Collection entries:
★ ★ ★ ★ ★

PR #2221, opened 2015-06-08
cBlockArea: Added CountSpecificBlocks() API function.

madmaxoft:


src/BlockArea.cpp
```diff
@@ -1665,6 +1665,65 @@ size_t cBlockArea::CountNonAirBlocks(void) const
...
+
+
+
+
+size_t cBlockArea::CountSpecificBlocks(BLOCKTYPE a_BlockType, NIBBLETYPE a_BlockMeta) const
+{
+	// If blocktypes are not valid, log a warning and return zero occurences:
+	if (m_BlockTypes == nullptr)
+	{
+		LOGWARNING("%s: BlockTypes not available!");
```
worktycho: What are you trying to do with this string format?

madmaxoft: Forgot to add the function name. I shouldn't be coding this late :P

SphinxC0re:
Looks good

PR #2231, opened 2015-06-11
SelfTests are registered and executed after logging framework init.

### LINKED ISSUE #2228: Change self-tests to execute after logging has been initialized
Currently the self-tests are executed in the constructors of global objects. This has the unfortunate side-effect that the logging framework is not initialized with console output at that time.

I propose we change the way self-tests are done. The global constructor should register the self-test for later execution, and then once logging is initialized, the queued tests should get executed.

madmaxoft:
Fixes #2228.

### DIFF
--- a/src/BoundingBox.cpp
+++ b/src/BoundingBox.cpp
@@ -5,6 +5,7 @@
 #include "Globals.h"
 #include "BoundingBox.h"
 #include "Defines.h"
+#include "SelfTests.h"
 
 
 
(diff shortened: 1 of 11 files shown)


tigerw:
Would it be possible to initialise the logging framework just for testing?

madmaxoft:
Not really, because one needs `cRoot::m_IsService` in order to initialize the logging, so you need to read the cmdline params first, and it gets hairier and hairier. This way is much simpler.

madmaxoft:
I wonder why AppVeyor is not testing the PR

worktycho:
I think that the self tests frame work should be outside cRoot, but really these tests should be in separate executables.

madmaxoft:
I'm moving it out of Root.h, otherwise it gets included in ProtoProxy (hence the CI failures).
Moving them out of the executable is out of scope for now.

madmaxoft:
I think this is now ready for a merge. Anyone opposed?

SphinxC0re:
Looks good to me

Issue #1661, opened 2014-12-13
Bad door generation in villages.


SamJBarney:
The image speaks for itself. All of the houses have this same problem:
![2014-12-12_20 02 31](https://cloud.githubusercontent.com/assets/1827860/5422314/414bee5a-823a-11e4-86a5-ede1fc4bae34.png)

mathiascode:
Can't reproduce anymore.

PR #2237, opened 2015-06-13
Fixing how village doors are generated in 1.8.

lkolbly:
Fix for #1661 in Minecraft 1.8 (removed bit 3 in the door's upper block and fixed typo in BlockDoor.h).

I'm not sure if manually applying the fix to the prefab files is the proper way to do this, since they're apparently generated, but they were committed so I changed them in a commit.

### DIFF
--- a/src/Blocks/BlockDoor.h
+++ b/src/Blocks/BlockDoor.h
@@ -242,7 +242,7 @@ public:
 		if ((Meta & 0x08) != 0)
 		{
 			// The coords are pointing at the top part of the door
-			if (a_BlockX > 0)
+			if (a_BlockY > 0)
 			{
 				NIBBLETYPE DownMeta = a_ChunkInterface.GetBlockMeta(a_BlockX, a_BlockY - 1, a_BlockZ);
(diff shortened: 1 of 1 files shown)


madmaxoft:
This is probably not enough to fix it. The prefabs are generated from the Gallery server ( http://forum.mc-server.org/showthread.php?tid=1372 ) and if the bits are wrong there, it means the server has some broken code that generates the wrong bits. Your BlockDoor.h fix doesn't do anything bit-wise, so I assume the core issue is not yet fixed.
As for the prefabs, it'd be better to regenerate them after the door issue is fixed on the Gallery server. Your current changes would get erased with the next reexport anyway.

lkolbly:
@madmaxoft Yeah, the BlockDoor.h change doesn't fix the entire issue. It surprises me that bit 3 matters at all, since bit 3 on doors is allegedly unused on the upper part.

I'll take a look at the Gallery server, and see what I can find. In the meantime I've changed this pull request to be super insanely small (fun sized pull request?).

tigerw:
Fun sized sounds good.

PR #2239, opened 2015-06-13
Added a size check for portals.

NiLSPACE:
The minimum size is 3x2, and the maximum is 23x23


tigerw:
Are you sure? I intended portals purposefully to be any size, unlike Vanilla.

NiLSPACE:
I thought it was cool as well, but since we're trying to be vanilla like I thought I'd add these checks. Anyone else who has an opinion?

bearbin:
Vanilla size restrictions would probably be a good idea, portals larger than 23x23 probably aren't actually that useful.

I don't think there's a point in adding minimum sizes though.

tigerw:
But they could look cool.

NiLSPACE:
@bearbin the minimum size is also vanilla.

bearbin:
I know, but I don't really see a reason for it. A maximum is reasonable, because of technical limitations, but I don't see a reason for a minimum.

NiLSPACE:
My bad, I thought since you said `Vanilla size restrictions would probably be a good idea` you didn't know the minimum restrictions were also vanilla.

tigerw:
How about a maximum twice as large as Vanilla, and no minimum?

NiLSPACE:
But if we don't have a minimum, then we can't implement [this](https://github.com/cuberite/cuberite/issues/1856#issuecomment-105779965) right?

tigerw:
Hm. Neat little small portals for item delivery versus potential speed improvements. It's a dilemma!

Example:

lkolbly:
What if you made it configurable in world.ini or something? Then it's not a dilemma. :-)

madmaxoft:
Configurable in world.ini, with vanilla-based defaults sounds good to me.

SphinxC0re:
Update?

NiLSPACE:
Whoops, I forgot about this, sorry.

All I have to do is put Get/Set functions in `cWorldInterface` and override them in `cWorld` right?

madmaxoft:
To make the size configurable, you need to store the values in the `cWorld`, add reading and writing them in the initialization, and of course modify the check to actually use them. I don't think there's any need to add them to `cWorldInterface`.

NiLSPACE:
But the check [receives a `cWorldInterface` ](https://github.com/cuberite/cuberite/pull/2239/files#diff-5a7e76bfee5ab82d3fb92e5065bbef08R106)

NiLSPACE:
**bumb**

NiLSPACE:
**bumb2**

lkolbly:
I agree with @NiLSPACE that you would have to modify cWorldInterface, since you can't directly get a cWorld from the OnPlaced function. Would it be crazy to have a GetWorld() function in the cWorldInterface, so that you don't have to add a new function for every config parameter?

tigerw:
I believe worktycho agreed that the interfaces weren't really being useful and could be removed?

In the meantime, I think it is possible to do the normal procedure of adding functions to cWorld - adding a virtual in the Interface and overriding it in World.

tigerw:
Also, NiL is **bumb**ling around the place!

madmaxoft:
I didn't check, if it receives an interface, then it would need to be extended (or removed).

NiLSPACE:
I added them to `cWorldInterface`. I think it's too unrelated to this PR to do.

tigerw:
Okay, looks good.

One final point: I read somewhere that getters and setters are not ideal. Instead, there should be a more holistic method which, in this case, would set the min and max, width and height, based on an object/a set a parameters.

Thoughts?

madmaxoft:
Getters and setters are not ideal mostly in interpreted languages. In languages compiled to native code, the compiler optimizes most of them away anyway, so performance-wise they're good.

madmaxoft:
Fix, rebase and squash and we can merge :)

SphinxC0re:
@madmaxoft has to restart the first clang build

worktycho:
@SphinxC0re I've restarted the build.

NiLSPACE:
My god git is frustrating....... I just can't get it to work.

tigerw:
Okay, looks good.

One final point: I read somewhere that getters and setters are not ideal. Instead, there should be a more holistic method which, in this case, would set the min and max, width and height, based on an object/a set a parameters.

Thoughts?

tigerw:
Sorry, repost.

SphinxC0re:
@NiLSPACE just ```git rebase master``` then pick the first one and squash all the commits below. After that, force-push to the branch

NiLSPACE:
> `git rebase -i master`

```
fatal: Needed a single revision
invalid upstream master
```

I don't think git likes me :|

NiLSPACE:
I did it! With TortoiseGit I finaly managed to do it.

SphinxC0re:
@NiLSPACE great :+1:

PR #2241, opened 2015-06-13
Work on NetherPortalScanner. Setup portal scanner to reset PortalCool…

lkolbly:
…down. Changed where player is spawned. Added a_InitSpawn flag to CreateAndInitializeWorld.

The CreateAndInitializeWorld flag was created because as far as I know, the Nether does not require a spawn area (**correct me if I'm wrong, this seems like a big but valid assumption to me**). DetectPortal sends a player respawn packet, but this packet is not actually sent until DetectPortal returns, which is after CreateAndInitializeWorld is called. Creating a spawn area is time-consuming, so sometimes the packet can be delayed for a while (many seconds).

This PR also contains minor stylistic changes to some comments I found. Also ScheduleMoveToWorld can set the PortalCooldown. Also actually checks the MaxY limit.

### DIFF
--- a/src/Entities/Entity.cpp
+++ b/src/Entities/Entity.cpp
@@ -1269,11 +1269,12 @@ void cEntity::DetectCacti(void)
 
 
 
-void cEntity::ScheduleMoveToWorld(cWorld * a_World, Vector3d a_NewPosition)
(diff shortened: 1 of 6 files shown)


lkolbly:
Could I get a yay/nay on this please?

★ ★ ★ ★ ★

Required action: Write out word for word every line from the one containing "I don't think git likes me :|" through the last line of the data, and no other line.

Solution for this task:
I don't think git likes me :|

NiLSPACE:
I did it! With TortoiseGit I finaly managed to do it.

SphinxC0re:
@NiLSPACE great :+1:

PR #2241, opened 2015-06-13
Work on NetherPortalScanner. Setup portal scanner to reset PortalCool…

lkolbly:
…down. Changed where player is spawned. Added a_InitSpawn flag to CreateAndInitializeWorld.

The CreateAndInitializeWorld flag was created because as far as I know, the Nether does not require a spawn area (**correct me if I'm wrong, this seems like a big but valid assumption to me**). DetectPortal sends a player respawn packet, but this packet is not actually sent until DetectPortal returns, which is after CreateAndInitializeWorld is called. Creating a spawn area is time-consuming, so sometimes the packet can be delayed for a while (many seconds).

This PR also contains minor stylistic changes to some comments I found. Also ScheduleMoveToWorld can set the PortalCooldown. Also actually checks the MaxY limit.

### DIFF
--- a/src/Entities/Entity.cpp
+++ b/src/Entities/Entity.cpp
@@ -1269,11 +1269,12 @@ void cEntity::DetectCacti(void)
 
 
 
-void cEntity::ScheduleMoveToWorld(cWorld * a_World, Vector3d a_NewPosition)
(diff shortened: 1 of 6 files shown)


lkolbly:
Could I get a yay/nay on this please?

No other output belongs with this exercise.